**Exercise details**
Your response should consist of one number, the count of lines below that contain "isEditing".

[Dataset items]
======
PR #525, opened 2023-03-29
feat(AssetKitBlock): use bulk download

ragi96:
FYI: special the screen reader announcement position within the button is because the most screen readers just read whats focused, so it has to be within the button, because its focused on click

Also special styling just to hide the text, but not for screen readers


packages/asset-kit-block/src/AssetKitBlock.tsx
```diff
@@ -39,24 +79,35 @@ export const AssetKitBlock = ({ appBridge }: BlockProps): ReactElement => {
...
+                        onClick={() => startDownload()}
                         style={designTokens.buttonPrimary}
                     >
                         Download package
+                        <span
+                            data-test-id="asset-kit-block-screen-reader"
+                            ref={screenReaderRef}
+                            role="status"
+                            className="tw-absolute -tw-left-[10000px] tw-top-auto tw-w-1 tw-h-1 overflow-hidden"
+                        ></span>
```
fulopdaniel, line 96:
```suggestion
                        />
```

packages/asset-kit-block/src/AssetKitBlock.tsx
```diff
@@ -39,24 +79,35 @@ export const AssetKitBlock = ({ appBridge }: BlockProps): ReactElement => {
                 <div className="tw-flex-none">
                     <button
                         data-test-id="asset-kit-block-download-button"
-                        disabled={isDownloadingAssets || isUploadingAssets || currentAssets.length <= 0}
-                        onClick={() =>
-                            generateBulkDownload(appBridge.getProjectId(), currentAssets, setIsDownloadingAssets)
+                        disabled={
+                            [BulkDownloadState.Error, BulkDownloadState.Pending, BulkDownloadState.Started].includes(
+                                status
+                            ) || currentAssets.length <= 0
```
fulopdaniel, line 85: Minor, but I think this makes it a tiny bit easier to understand

```suggestion
                            ) || currentAssets.length === 0
```

packages/asset-kit-block/src/AssetKitBlock.tsx
```diff
@@ -39,24 +79,35 @@ export const AssetKitBlock = ({ appBridge }: BlockProps): ReactElement => {
...
                         }
+                        onClick={() => startDownload()}
                         style={designTokens.buttonPrimary}
                     >
                         Download package
+                        <span
+                            data-test-id="asset-kit-block-screen-reader"
+                            ref={screenReaderRef}
+                            role="status"
+                            className="tw-absolute -tw-left-[10000px] tw-top-auto tw-w-1 tw-h-1 overflow-hidden"
```
fulopdaniel, line 95: I wonder if offsetting to left can potentially cause the page to be scrollable horizontally. What do you think of instead of offsetting you would create a 0px wide, 0px tall element with `pointer-events: none` and `visibility: hidden` ?

packages/asset-kit-block/src/AssetKitBlock.tsx
```diff
@@ -3,23 +3,63 @@
...
+    const startDownload = () => {
+        if (downloadUrlBlock) {
+            downloadAssets(downloadUrlBlock);
+        } else {
+            generateBulkDownload(currentAssets.map((asset) => asset.id));
+        }
+    };
+
+    const downloadAssets = (downloadUrl: string) => {
+        window.open(downloadUrl, '_blank');
```
fulopdaniel, line 40: Does this open a new tab that closes automatically? If yes, can we go with an approach like in `downloadAsset.ts` ?

ragi96: Yes it does, and I adjusted it 👍

packages/asset-kit-block/src/AssetKitBlock.tsx
```diff
@@ -39,24 +81,35 @@ export const AssetKitBlock = ({ appBridge }: BlockProps): ReactElement => {
...
                         }
+                        onClick={() => startDownload()}
                         style={designTokens.buttonPrimary}
                     >
                         Download package
+                        <span
+                            data-test-id="asset-kit-block-screen-reader"
+                            ref={screenReaderRef}
+                            role="status"
+                            className="tw-absolute -tw-left-[10000px] tw-top-auto tw-w-1 tw-h-1 tw-overflow-hidden"
```
fulopdaniel, line 97: Not sure if tw-overflow-hidden has any effect here, since it would control the overflow mechanics of its content, but it has no content. I think what you maybe meant to do is add overflow-hidden to one of the parent elements?

packages/asset-kit-block/src/AssetKitBlock.tsx
```diff
@@ -39,24 +81,35 @@ export const AssetKitBlock = ({ appBridge }: BlockProps): ReactElement => {
...
                         data-test-id="asset-kit-block-download-button"
-                        disabled={isDownloadingAssets || isUploadingAssets || currentAssets.length <= 0}
-                        onClick={() =>
-                            generateBulkDownload(appBridge.getProjectId(), currentAssets, setIsDownloadingAssets)
+                        disabled={
+                            [BulkDownloadState.Error, BulkDownloadState.Pending, BulkDownloadState.Started].includes(
+                                status
+                            ) || currentAssets.length === 0
                         }
+                        onClick={() => startDownload()}
```
celine-s, line 89:
```suggestion
                        onClick={startDownload}
```

celine-s (approved):
looks good to me and works nicely! 👍

fulopdaniel (approved):

PR #533, opened 2023-04-05
refactor(shared): RichTextEditor flexibility

ragi96:
Changed the handling so its more flexible and could be used everywhere 😄

### DIFF
--- a/packages/shared/src/components/RichTextEditor/types.ts
+++ b/packages/shared/src/components/RichTextEditor/types.ts
@@ -4,9 +4,7 @@ import { PluginComposer } from '@frontify/fondue';
 import { DesignTokens } from '@frontify/fondue/dist/components/RichTextEditor/types';
 
 export type RichTextEditorProps = {
-    settingsId: string;
     isEditing: boolean;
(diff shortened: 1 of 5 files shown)


celine-s (approved):
nice!

packages/shared/src/components/RichTextEditor/types.ts
```diff
@@ -4,16 +4,15 @@ import { PluginComposer } from '@frontify/fondue';
...
     isEditing: boolean;
-    setBlockSettings: (settings: Record<string, unknown>) => void;
     value?: string;
     placeholder?: string;
     designTokens?: DesignTokens;
     columns?: number;
     gap?: string;
     plugins?: PluginComposer;
     updateValueOnChange?: boolean;
+    onStore: (value: string) => void;
```
fulopdaniel, line 15: what do you think about `onBlur` instead of onStore? onStore kind of makes an assumption about how the consumer will use this prop.

ragi96: You are right, I adjusted it.

fulopdaniel (approved):

PR #779, opened 2024-03-11
fix(TemplateBlock): Replace `appBridge.getCurrentLoggedUser()` with class-check in DOM [CU-86940ffk3]

findmind:
This improves performance as we can get rid of the `/user/info` call. 💪 🐎 🚀 

- [x] Adapt tests

⚠️ This is only a temporary workaround; will be removed once the appBridge implementation has improved.

Fixes https://app.clickup.com/t/86940ffk3


ragi96 (approved):
Approved as an intermediate solution

PR #780, opened 2024-03-11
fix(ImageBlock): default quality was increased unintentionally

fulopdaniel:
The default quality is 75 when omitted.


ragi96 (approved):
Fix the tests and approved :)

PR #781, opened 2024-03-11
feat(DoDontBlock): performance improvement

fulopdaniel:
1. Make one block assets request and pass down to items
2. Change `updateAssetIdsFromKey` to `addAssetIdsToKey` or `deleteAssetIdsFromKey`
3. Improve DnD Sort context: prevent thousands of rerenders when dragging is active. Every px change resulted in rerendering the whole tree.
4. Extend ResponsiveImage with classname and style to make it more customisable.
5. Patch pnpm dependency like in brand-sdk, otherwise vite tests don't run

Waiting for feedback on whether we should turn the image mode on in `settings.ts`


package.json
```diff
@@ -48,6 +48,9 @@
     "pnpm": {
         "overrides": {
             "@codesandbox/sandpack-react@^2.12.1>@codesandbox/sandpack-client": "2.10.0"
+        },
+        "patchedDependencies": {
```
SamCreasey, line 52: What was this for? (Just curious)

fulopdaniel: Long story, but vite tests are not running because of a dependency of @udecode/plate is missing import assertions. There have been attempts to solve this within plate (https://github.com/udecode/plate/pull/2991) but their build process removed the "assert" keyword that was added. For now until this is fixed we patched it internally both in in brand-sdk and in web-app.

SamCreasey:
Screenshot 2024-03-12 at 18 04 56
Each do and don't item updates if you type into any RTE. Wrapping the item in memo is not doing anything right now. We should make sure these props are stable

packages/dos-donts-block/src/components/ImageComponent.tsx
```diff
@@ -70,11 +75,10 @@ const ImageComponent = ({
                 </div>
             </div>
         ) : null;
-    };
 
     return (
         <div className="tw-mb-3">
-            {(!src && isEditing) || isUploadLoading ? (
+            {(!image && isEditing) || isUploadLoading ? (
```
SamCreasey, line 81: Unrelated to your changes but is this really the expected behaviour? That the inject button appears in view mode conditionally when uploading?

packages/shared/src/components/ResponsiveImage/ResponsiveImage.tsx
```diff
@@ -39,13 +44,13 @@ export const ResponsiveImage = ({
...
-            className="tw-flex tw-w-full"
+            className={joinClassNames(['tw-flex tw-w-full', className])}
             loading="lazy"
             src={sourceOptimised}
             width={imageWidth}
             height={imageHeight}
-            style={{ maxWidth: imageWidth }}
-            alt={altText}
+            style={style}
+            alt={altText ?? ''}
```
SamCreasey, line 53: Can be done in a different pr but I think it would actually be better to enforce altText as a required string type. A user could add an empty string but this would force people to at least think about it, as it's very commonly a forgotten attribute

packages/image-block/src/components/Image.tsx
```diff
@@ -34,7 +34,14 @@ export const ImageComponent = ({
     const link = blockSettings?.hasLink && blockSettings?.linkObject?.link && blockSettings?.linkObject;
     const { isFocused, focusProps } = useFocusRing();
 
-    const Image = <ResponsiveImage image={image} containerWidth={containerWidth} altText={blockSettings.altText} />;
+    const Image = (
+        <ResponsiveImage
+            image={image}
+            containerWidth={containerWidth}
+            altText={blockSettings.altText}
+            style={{ maxWidth: image.width }}
```
SamCreasey, line 42: I don't understand why this was required as a change? It seems like it should have been working before and this behaviour is pretty important for the ResponsiveImage component

packages/shared/src/components/ResponsiveImage/ResponsiveImage.tsx
```diff
@@ -1,15 +1,18 @@
 /* (c) Copyright Frontify Ltd., all rights reserved. */
 
-import React from 'react';
+import React, { CSSProperties } from 'react';
```
SamCreasey, line 3:
```suggestion
import React, { type CSSProperties } from 'react';
```

packages/dos-donts-block/src/components/ImageComponent.tsx
```diff
@@ -37,30 +37,35 @@ const ImageComponent = ({
...
+                ref={setContainerRef}
+                className={joinClassNames([
+                    'tw-relative tw-w-full',
+                    isEditing && (isDragging ? 'tw-cursor-grabbing' : 'tw-cursor-grab'),
+                ])}
+            >
                 <div
                     style={{ height: imageHeight, borderRadius, border, background }}
                     className="tw-w-full tw-overflow-hidden"
                 >
```
SamCreasey, line 53: Can this be merged into the parent div?

packages/dos-donts-block/src/DoDontItem.tsx
```diff
@@ -20,322 +20,308 @@ import {
...
-                                ],
-                                [
-                                    {
-                                        title: 'Delete',
-                                        icon: <IconTrashBin20 />,
-                                        onClick: onRemoveSelf,
-                                    },
-                                ],
+    return (
+        <div className="tw-bg-base tw-relative" style={{ ...(!isDragging ? { zIndex: undefined } : {}) }}>
```
SamCreasey, line 171: Is this style actually doing anything anymore?

packages/dos-donts-block/src/DoDontItem.tsx
```diff
@@ -344,25 +330,31 @@ export const SortableDoDontItem = (props: SortableDoDontItemProps) => {
...
-            key={id}
-            ref={setNodeRef}
-            {...props}
-            isDragging={isDragging}
-            replaceWithPlaceholder={isDragging}
-            transformStyle={transformStyle}
-            draggableProps={draggableProps}
-            setActivatorNodeRef={setActivatorNodeRef}
-        />
+        <div style={transformStyle} ref={setNodeRef}>
```
SamCreasey, line 349: Previously the transformStyle was being overwritten with zIndex:0, not sure if this is now not required here

packages/dos-donts-block/src/DoDontItem.tsx
```diff
@@ -20,322 +20,308 @@ import {
...
+                    />
+                )}
+                <div data-test-id="dos-donts-content" className={style === DoDontStyle.Icons ? 'tw-mt-3' : 'tw-mt-2'}>
+                    {memoizedRichTextEditor}
+                </div>
+            </BlockItemWrapper>
+            <div
+                className={joinClassNames([
+                    !replaceWithPlaceholder && 'tw-hidden',
+                    'tw-absolute tw-h-full tw-left-0 tw-top-0 tw-w-full tw-border-2 tw-border-box-selected-strong tw-border-dashed tw-rounded-[4px] tw-bg-box-selected-hover',
```
SamCreasey, line 319:
```suggestion
                    'tw-absolute tw-h-full tw-left-0 tw-top-0 tw-w-full tw-border-2 tw-border-box-selected-strong tw-border-dashed tw-rounded-sm tw-bg-box-selected-hover',
```

packages/dos-donts-block/src/DoDontItem.tsx
```diff
@@ -20,322 +20,308 @@ import {
...
-                                        } as CSSProperties
-                                    }
-                                    value={title}
-                                    disabled={!editing}
-                                    aria-label="Title"
-                                    placeholder={editing ? 'Add a title' : ''}
-                                    className="tw-text-s tw-pointer-ev tw-w-full tw-placeholder-[var(--placeholder-color)] placeholder:tw-opacity-30 tw-placeholder-opacity-30 tw-bg-transparent tw-resize-none tw-text-text-weak tw-break-words tw-outline-none tw-whitespace-pre-wrap"
-                                />
-                            </span>
+                    {style === DoDontStyle.Icons && (title || body || editing) && (
```
SamCreasey, line 249: body is always there I think because it's the RTE value

fulopdaniel: Initially it's an empty string which is falsy. That is why when you add an empty item the icons don't show up in view mode.

SamCreasey: Logic seems inconsistent though as if you type into the RTE and then backspace it will always appear after that

packages/image-block/src/components/Image.tsx
fulopdaniel: I figured this part is a bit opinionated, as in the Do & Don't block we don't want this behavior. If the object-fit is set to fill, then we want the image to fill the whole container regardless of the width of the original image.

So I introduced className and style prop to the ResponsiveImage to make it customisable to each use case.

packages/dos-donts-block/src/DosDontsBlock.tsx
```diff
@@ -37,13 +36,31 @@ import {
...
+    const [blockSettings] = useBlockSettings<Settings>(appBridge);
+
+    const shouldFetchAssets =
+        blockSettings.mode === BlockMode.TEXT_AND_IMAGE ||
+        blockSettings.hasCustomDoIcon ||
+        blockSettings.hasCustomDontIcon;
+
+    const Provider = shouldFetchAssets ? AssetsProvider : NoAssetsProvider;
+
+    return (
```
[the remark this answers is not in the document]
fulopdaniel: good one, implemented this way

packages/dos-donts-block/src/AssetsProvider.tsx
```diff
@@ -0,0 +1,30 @@
...
+    const { blockAssets, addAssetIdsToKey, deleteAssetIdsFromKey } = useBlockAssets(appBridge);
+    return (
+        <AssetsContext.Provider value={{ blockAssets, addAssetIdsToKey, deleteAssetIdsFromKey }}>
+            {children}
+        </AssetsContext.Provider>
+    );
+};
+
+export const NoAssetsProvider = ({ children }: { children: ReactNode }) => {
+    return <AssetsContext.Provider value={{}}>{children}</AssetsContext.Provider>;
```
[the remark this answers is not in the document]
fulopdaniel: Fixed

packages/dos-donts-block/src/DosDontsBlock.tsx
```diff
@@ -189,19 +206,23 @@ export const DosDontsBlock: FC<BlockProps> = ({ appBridge }) => {
...
+                setSelectedFiles(null);
+            });
+        }
     };
 
     const removeItemById = (itemId: string) => {
+        const itemToRemove = localItems.find((item) => item.id === itemId);
         const newItems: Item[] = localItems.filter((item) => item.id !== itemId);
+        if (itemToRemove?.imageId && deleteAssetIdsFromKey) {
+            deleteAssetIdsFromKey('itemImages', [itemToRemove?.imageId]);
```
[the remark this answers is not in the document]
fulopdaniel: Added

packages/dos-donts-block/src/components/ImageComponent.tsx
fulopdaniel: nice catch, updated it to always require `isEditing`

packages/shared/src/components/ResponsiveImage/ResponsiveImage.tsx
fulopdaniel: I included it in this pr 👍

packages/shared/src/components/ResponsiveImage/ResponsiveImage.tsx
fulopdaniel: fixed

packages/dos-donts-block/src/components/ImageComponent.tsx
fulopdaniel: Yep, merged

packages/dos-donts-block/src/components/ImageComponent.tsx
```diff
@@ -37,30 +37,35 @@ const ImageComponent = ({
...
-                        ])}
-                        src={src.replace('{width}', width.toString())}
-                        alt=""
-                    />
+                    {containerWidth && (
+                        <ResponsiveImage
+                            containerWidth={containerWidth}
+                            image={image}
+                            className={joinClassNames([
+                                'tw-h-full',
```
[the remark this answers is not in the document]
fulopdaniel: We could introduce this object-fit prop but I think it might not add too much, so for now I'd prefer to keep it simple with just the className and style tag being exposed.

packages/dos-donts-block/src/DoDontItem.tsx
fulopdaniel: Nope, removed

packages/dos-donts-block/src/DoDontItem.tsx
fulopdaniel: Fixed

packages/dos-donts-block/src/DoDontItem.tsx
fulopdaniel: Yep, changed the condition to `hasRichtextValue(body)`

SamCreasey (approved):

PR #791, opened 2024-03-19
fix(ImageBlock): some svgs dont render

fulopdaniel:
After image processing some SVGs have null for `image.width` and `image.height`.
In these cases render them full width.


ragi96 (approved):
LGTM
======
**Answer space**
6